Video Anomaly Detection (VAD) aims to automatically identify unusual events in video that deviate from normal patterns. Existing methods often rely on One-Class or Weakly Supervised learning: the former uses only normal data for training, while the latter leverages video-level labels. Recent advances in Vision-Language Models (VLMs) and Large Language Models (LLMs) have improved both the performance and explainability of VAD systems. Despite progress on public benchmarks, challenges remain. Most methods are limited to a single domain, leading to performance drops when applied to new datasets with different anomaly definitions. Additionally, they assume all training data is available upfront, which is unrealistic for real-world deployment where models must adapt to new data over time. Few approaches explore multimodal adaptation using natural language rules to define normal and abnormal events, offering a more intuitive and flexible way to update VAD systems without needing new video samples.

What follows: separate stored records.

PR #881, opened 2023-12-20
man/: Remove more login.defs items if PAM is in use

stoeckmann:
CONSOLE_GROUPS and ENV_HZ are not used if PAM is enabled. Remove them (and even whole paragraphs since they would be empty now) if PAM is enabled.

### DIFF
--- a/man/login.1.xml
+++ b/man/login.1.xml
@@ -277,7 +277,7 @@
       &CONSOLE;
       &CONSOLE_GROUPS;
       &DEFAULT_HOME;
-      <phrase condition="no_pam">&ENV_HZ;</phrase>
+      &ENV_HZ;
       <phrase>&ENV_PATH;</phrase>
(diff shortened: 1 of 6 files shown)


man/login.1.xml
```diff
@@ -277,7 +277,7 @@
       &CONSOLE;
       &CONSOLE_GROUPS;
       &DEFAULT_HOME;
-      <phrase condition="no_pam">&ENV_HZ;</phrase>
```
hallyn, line 280: what's the reason why you remove the condition here?

stoeckmann: The condition is now part of ENV_HZ.xml, i.e. automatically included. The same is true for the other PAM-only XML-files in login.conf.d.

hallyn: Oh, I see - thanks.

This PhD research aims to develop adaptable Video Anomaly Detection methods capable of handling new domains or anomaly types using few video examples and/or textual rules.
The main lines of research will be the following:
• Cross-Domain Adaptation in VAD: improving robustness against domain gaps through Few-Shot adaptation;
• Continual Learning in VAD: continually enriching the model to deal with new types of anomalies;
• Multimodal Few-Shot Learning: facilitating the model adaptation process through rules in natural language.